Dataset entries
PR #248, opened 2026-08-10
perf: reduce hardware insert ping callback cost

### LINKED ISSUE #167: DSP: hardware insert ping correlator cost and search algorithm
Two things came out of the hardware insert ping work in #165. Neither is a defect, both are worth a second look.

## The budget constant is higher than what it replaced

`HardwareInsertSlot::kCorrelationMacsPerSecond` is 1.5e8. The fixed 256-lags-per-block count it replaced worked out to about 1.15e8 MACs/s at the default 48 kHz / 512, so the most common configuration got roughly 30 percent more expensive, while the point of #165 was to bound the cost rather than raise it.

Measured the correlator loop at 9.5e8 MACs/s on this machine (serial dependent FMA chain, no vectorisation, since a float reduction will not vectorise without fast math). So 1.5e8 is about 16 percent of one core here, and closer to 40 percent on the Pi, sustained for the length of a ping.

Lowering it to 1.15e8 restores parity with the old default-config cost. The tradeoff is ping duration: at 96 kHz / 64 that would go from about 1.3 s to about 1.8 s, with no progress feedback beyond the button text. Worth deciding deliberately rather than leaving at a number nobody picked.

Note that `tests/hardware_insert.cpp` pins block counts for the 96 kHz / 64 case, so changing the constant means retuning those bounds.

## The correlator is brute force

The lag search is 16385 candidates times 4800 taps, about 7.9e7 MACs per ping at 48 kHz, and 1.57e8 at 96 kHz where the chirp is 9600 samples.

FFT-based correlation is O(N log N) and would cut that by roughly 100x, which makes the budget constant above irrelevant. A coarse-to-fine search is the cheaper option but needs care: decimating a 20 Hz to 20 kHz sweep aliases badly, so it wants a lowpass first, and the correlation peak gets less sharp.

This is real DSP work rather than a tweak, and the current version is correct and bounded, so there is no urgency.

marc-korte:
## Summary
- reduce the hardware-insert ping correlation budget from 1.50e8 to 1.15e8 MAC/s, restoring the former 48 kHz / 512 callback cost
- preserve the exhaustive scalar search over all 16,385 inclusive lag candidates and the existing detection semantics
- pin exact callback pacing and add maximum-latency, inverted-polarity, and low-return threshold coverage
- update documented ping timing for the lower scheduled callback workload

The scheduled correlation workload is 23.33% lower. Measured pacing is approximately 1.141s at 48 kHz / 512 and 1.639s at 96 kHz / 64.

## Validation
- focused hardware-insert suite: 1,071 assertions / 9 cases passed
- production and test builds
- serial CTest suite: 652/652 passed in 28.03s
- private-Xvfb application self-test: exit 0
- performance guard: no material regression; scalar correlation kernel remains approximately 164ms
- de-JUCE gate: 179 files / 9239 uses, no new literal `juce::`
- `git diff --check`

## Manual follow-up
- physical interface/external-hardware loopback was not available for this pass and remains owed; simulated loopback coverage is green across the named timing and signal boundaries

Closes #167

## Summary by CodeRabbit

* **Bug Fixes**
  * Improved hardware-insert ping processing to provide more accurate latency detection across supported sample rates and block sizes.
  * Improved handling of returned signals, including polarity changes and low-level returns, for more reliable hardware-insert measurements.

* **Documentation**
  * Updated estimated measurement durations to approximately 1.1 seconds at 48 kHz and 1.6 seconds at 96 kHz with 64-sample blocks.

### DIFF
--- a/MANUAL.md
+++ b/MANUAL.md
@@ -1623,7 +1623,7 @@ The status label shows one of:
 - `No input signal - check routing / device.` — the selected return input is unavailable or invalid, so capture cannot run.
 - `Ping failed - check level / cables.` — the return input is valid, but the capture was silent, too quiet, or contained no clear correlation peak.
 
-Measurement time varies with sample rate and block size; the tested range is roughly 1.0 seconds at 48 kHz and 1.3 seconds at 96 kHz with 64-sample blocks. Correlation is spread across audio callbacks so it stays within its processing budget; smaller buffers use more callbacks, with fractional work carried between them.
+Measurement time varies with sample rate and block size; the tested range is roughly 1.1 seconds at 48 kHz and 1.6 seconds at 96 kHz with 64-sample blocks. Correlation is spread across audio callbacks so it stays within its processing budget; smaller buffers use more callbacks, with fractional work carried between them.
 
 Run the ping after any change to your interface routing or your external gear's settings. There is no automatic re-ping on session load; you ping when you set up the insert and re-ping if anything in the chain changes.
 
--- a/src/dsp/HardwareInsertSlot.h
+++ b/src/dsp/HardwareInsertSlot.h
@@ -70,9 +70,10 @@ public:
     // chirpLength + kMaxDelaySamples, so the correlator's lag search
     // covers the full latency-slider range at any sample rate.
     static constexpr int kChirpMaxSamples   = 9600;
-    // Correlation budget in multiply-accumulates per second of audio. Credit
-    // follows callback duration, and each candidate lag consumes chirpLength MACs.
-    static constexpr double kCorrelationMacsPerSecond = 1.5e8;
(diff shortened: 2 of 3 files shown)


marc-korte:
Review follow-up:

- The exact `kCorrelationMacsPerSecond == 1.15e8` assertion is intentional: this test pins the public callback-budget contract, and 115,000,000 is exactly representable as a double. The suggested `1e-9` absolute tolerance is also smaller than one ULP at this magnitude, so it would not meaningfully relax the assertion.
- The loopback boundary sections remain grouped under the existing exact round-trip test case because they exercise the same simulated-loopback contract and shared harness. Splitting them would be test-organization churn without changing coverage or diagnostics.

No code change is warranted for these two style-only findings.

==

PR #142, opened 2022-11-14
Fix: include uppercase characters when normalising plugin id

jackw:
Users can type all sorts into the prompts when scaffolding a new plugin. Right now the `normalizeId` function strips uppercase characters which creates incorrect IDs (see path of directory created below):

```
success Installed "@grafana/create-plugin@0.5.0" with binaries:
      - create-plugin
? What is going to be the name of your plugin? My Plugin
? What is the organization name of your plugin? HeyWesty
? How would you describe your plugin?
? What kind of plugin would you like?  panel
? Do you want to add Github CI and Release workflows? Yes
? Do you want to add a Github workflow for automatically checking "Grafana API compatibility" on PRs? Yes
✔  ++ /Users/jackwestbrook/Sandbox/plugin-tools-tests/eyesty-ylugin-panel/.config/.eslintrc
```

**Exercise requirements**
Work through the records line by line and tally those with the word "serial". Report only the total.

**Final answer**
2